My mind began to wander, and BAM! the seed of a new poem appeared. Was it a poem about death, or grief, or what it’s like waiting for it this way? No. The poem is (as far as I can tell at this stage) completely unrelated to what was going on. The trigger appears to have been a phrase in a poem I’d read the day before, linked to a different poem I’d been working on, linked to a song I had heard…you get the idea. These things drifted through my fatigue-drugged mind and collided.

And it wasn’t just an idea, it was an idea. One of those juicy ones that gives you a little shiver when it clicks into place.

Those who speak of the drawbacks of technology, or those who caution against the overscheduling of children’s lives, understand that we all need time to daydream. Boredom and random mental drifting are vital to imagination. I know that I interfere with my creativity when I distract myself from insomnia with my iPad instead of just letting myself drift, although I forgive myself because it’s the least of evils at times.

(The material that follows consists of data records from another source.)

PR #2037, opened 2022-09-12
Delete BPTT code from fv3fit

mcgibbon:
A while back we added a backpropagation-through-time training function, which has not been used since. We would likely re-write its logic if we revisited multi-timestep optimization. This PR deletes that code to simplify fv3fit.

Refactored public API:
- removed fv3fit.train_bptt entrypoint and related tests

- [ ] Tests added

- test_unit: [83%](https://output.circle-artifacts.com/output/job/d6b2502a-8fc6-4cf7-8672-6c68e08f51b8/artifacts/0/tmp/coverage/htmlcov-test_unit/index.html)


nbren12 (approved):
LGTM! Thanks.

What is the Ocean Thinking?

Here is today’s picture prompt. Do you know the most important lesson we learn from prompts? That anything can be an inspiration for a poem. Anything. A poet in touch with his or her creativity need never fear boredom.

Even with an abstract image, I can access a multitude of angles for poem seeds. For an image like the above, there are so many ways to go.

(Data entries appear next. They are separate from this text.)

PR #2044, opened 2022-09-14
Use existing state where prediction is NaN

oliverwm1:
This allows ignoring certain ML predictions and using the wrapped step's predictions instead. Specifically will allow doing fine-only prognostic runs with out-of-sample detection and using baseline physics in place.

(Delete unused sections)
Added public API:
- `taper_nan_mask` to fv3fit to allow masking with NaNs (instead of 0s)

Significant internal changes:
- the `apply` function for the `fv3fit` step transformer now ignores predictions that are equal to `np.nan` and using the existing state (i.e. wrapped function's predictions) for those cells.

- [x] Tests added

- test_unit: [83%](https://output.circle-artifacts.com/output/job/b8e5fefc-2690-4085-8928-b922bdec6e35/artifacts/0/tmp/coverage/htmlcov-test_unit/index.html)

### DIFF
--- a/workflows/prognostic_c48_run/runtime/transformers/fv3fit.py
+++ b/workflows/prognostic_c48_run/runtime/transformers/fv3fit.py
@@ -2,6 +2,7 @@ from collections import defaultdict
 import dataclasses
 from typing import Mapping, MutableMapping, Iterable, Hashable, Sequence, Tuple
 
+import numpy as np
 import xarray as xr
 import fv3fit
 from runtime.steppers.machine_learning import (
@@ -119,7 +120,9 @@ class Adapter:
         q2_new, q1_new = non_negative_sphum_mse_conserving(
             inputs[SPHUM], tendencies[SPHUM], self.timestep, q1=tendencies.get(TEMP),
         )
+        q2_new = q2_new.where(tendencies[SPHUM].notnull(), other=np.nan)
         limited_tendencies[SPHUM] = q2_new
         if q1_new is not None:
+            q1_new = q1_new.where(tendencies[TEMP].notnull(), other=np.nan)
             limited_tendencies[TEMP] = q1_new
         return limited_tendencies


workflows/prognostic_c48_run/runtime/transformers/fv3fit.py
```diff
@@ -84,7 +84,15 @@ def predict(self, inputs: State) -> State:
 
     def apply(self, prediction: State, state: State):
         if self.config.online:
-            state.update(prediction)
+            prediction_filled_nans = {}
+            for k, v in prediction.items():
+                try:
+                    existing_value = state[k]
+                except KeyError:
+                    prediction_filled_nans[k] = v
```
oliverwm1, line 92: This try/except is here because in the units tests there was a case of a predicting a quantity (`surface_precipitation_rate`) that was not in the state.

workflows/prognostic_c48_run/tests/test_fv3fit_transformer.py
```diff
@@ -117,3 +117,37 @@ def add_one_to_temperature():
     assert "surface_precipitation_rate" not in state
     transform(add_one_to_temperature)()
     assert "surface_precipitation_rate" in state
+
+
+def test_adapter_with_nans(state, tmpdir_factory):
```
nbren12, line 122: This is a complex test for the functionality added...mock predictors, temporary files etc. You can make a simpler unit test by refactoring the additions in `apply` to a function `merge_masked_states(left, right)`.

If you worry that function won't be used, then you could add an NaN case to an existing regression test and update the regression data.

external/fv3fit/fv3fit/_shared/taper_function.py
```diff
@@ -13,6 +13,13 @@ def taper_mask(
     return xr.where(novelty_score > cutoff, 0, 1)
 
 
+def taper_nan_mask(
```
nbren12, line 16: Where is this used? I assume this is listed in a yaml someplace.

workflows/prognostic_c48_run/runtime/transformers/fv3fit.py
```diff
@@ -84,7 +84,15 @@ def predict(self, inputs: State) -> State:
...
+                else:
+                    prediction_filled_nans[k] = v.where(v.notnull(), existing_value)
```
nbren12, line 94: I think the implementation is correct, but it's hard to know if the broader integration with taper_nan_mask is working as you intended. You said there was some issue with the diagnostics that prevented you from saying for sure?

nbren12 (approved):
Strictly speaking I think this is correct and worth merging, but probably worth documenting a bit better (not sure where). I also think the code could be refactored to a more testable design.

workflows/prognostic_c48_run/tests/test_fv3fit_transformer.py
oliverwm1: Good idea.

external/fv3fit/fv3fit/_shared/taper_function.py
oliverwm1: Yes, there is a configuration option for what "taper" function to use.

workflows/prognostic_c48_run/runtime/transformers/fv3fit.py
oliverwm1: Agreed the integration is trickier to test. I did verify offline that an 'out of sample'-wrapped tendency predictor give NaNs where expected. 

The monitored tendencies due to `fv3_physics`, `machine_learning` and `applied_physics` were not what I expected when plotted in a notebook. I'll make something more coherent to share.

PR #2045, opened 2022-09-14
Prognostic run: factory method for radiation stepper inputs

brianhenn:
Adds a cleaner factory method for the radiation stepper, separating out the construction of the prescriber/ML stepper that generates inputs to the radiation stepper, from the construction of the stepper itself. This new prescriber/ML stepper constructor is then shared across the radiation and prephysics stepper construction. Previously running the radiation stepper with prescribed inputs was blocked due to a bug about its factory method's MPI comm input arg, but that was hard to see because the factory method was doing several things.

Significant internal changes:
- in the prognostic run loop, the prephysics and radiation input steppers are now generated by a common method, `_get_prescriber_or_ml_stepper`
- Adds an `.output_variables` property to the `Renaming` and `MultiModel` adapters in `runtime.steppers.machine_learning` to aid in logging what steppers are doing. 
- Also moves some of the model opening helpers out of `loop` and into `runtime.steppers.machine_learning`

[X] Tests added

- test_unit: [83%](https://output.circle-artifacts.com/output/job/c12f77b2-7134-4b9e-a097-d35ef3044b69/artifacts/0/tmp/coverage/htmlcov-test_unit/index.html)

### DIFF
--- a/workflows/prognostic_c48_run/runtime/factories.py
+++ b/workflows/prognostic_c48_run/runtime/factories.py
@@ -111,17 +111,22 @@ def get_tendency_prescriber(
 
 def _get_time_lookup_function(
     mapper: Mapping[str, xr.Dataset],
-    variables: Sequence[str],
+    variables: Union[Sequence[str], Mapping[str, str]],
     initial_time: Optional[str] = None,
     frequency_seconds: float = 900.0,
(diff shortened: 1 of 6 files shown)


brianhenn:
Duplicated by #2063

There are the most straightforward ones: A journey. Loneliness. Nature. A character: what is the walker thinking? Where is he or she going? Why?

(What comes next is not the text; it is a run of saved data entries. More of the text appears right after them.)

PR #2049, opened 2022-09-16
Use xarray weighting feature in vcm.weighted_average

### LINKED ISSUE #2048: vcm.weighted_average treats NaNs as zeros
Because `vcm.weighted_average` uses `np.nansum` for computing the numerator and denominator, it is possible to get nonsensical results if the quantity being averaged is masked (i.e. has NaNs) but the weighting function is not. This use case happens, for example, when doing interpolation to pressure levels, in which case some data will be missing for lower levels over topography.

For example, I expect this average to be equal to 1.5 (i.e. ignore the Nan) but vcm.weighted_average gives a value of 1:
```
import numpy as np
import xarray as xr
import vcm
mean = vcm.weighted_average(xr.DataArray([np.nan, 1, 2]), xr.DataArray([1,1,1]), dims=['dim_0'])
mean.values
> array(1.)
```

Seems like this could be easily addressed by just using the built-in xarray `weighted` functionality which should handle the missing values for us.

oliverwm1:
Using the xarray weighting feature simplifies our code and also gives us more reasonable results in the case of there being NaNs in the quantity-to-be-averaged.

Significant internal changes:
- vcm.weighted_average now uses the xarray `.weighted` accessor
- one breaking change: if an array consists entirely of NaNs, the resulting weighted average will now also be a NaN instead of 0 (the current behavior)

- [x] Tests added

Resolves #2048 

- test_unit: [83%](https://output.circle-artifacts.com/output/job/269f47a5-909a-49c1-ae3b-691f4cca43ae/artifacts/0/tmp/coverage/htmlcov-test_unit/index.html)

### DIFF
--- a/external/vcm/tests/test_calc.py
+++ b/external/vcm/tests/test_calc.py
@@ -209,7 +209,7 @@ weights_nans = xr.DataArray(np.full((4,), np.nan), dims=["z"])
     [
         (da, weights, "z", xr.DataArray(17.0 / 6.0)),
         (ds, weights, "z", xr.Dataset({"a": xr.DataArray(17.0 / 6.0)})),
-        (da_nans, weights, "z", xr.DataArray(0.0)),
+        (da_nans, weights, "z", xr.DataArray(np.nan)),
         (da, weights_nans, "z", xr.DataArray(np.nan)),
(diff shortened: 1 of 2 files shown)


AnnaKwa (approved):
LGTM. I can't think of a usage in the diagnostics where this would break anything, but if you want to check you could run the integration test and check that the reports are ok before merging.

Oh, but there is so much more. Gestalt theories of dreamwork postulate that everything we see in a dream is a part of our own consciousness. When I look at a picture, I sort of reverse this idea and imagine that anything in it can have a consciousness and a story.

What is the ocean thinking? Or the sand? Or the walking stick? Or the walker’s shoes?

Who or what is seeing this scene from above? What’s the story there?

Is this whole scene happening in someone else’s thoughts? Do they miss the walker or try to imagine what he or she is doing?

Do we want to delve shamelessly into archetypes? We’ve got symbolism from water, mud, traveler/seeker, the rod…have fun.

It may all sound cheesy. One hundred flights of thought may lead to one promising seed–or less.

But contemplating a picture–or any image we see, as long as we do it with conscious intention–invites our creativity in for tea; helps it feel welcome.

And when it feels welcome, it’s more likely to drop by with gifts.

Picture This

Today's prompt
Today’s prompt.

For about ten days last year, I drew a new picture from a bag as a poem prompt every day. It was meant to be an improv exercise as well as a meditative one; if something I wrote led to the seeds of a more developed poem that was fine.

I gave it up when I found myself missing days. Perfectionism is truly the bane of creativity.

It was a mistake to stop doing it—maybe I would have been inconsistent about it at times, but even the brief foray into daily pictures yielded several poems I am glad to have in my body of work.

The most interesting thing about picture prompts is the space between picture and poem. A shot of a snarling badger becomes a poem about repression of the Self. A shot of a laughing chimpanzee becomes a poem about meeting God. A barren desert landscape turns into a poem that makes people laugh out loud.

Most of the pictures in my stash come from old National Geographic magazines. I obtained about 200 old issues, and find the cutting out of pictures to be therapeutic in times of anxiety. Nature scenes, people, animals…and abstracts. I’ll cut a picture at places that are not the obvious ones if it creates an interesting image. Some of them, on the other hand, are quite dull…it’s up to my imagination to get an idea from them more interesting than “Fuck, that’s a lot of sand.”

I’m thinking I will start to pick a picture every day again–but with some new rules:

1) I am not obligated to write anything inspired by it, but I must leave the picture somewhere in plain sight all day so that random thoughts can percolate.

2) Then I glue it into a binder, so that I can go back to it if I wish.

3) The most important rule: If I forget, blow off or otherwise ignore my picture stash for one or more days (as is not unlikely because hello, imperfect human being) I am allowed to come back to doing it as soon as possible.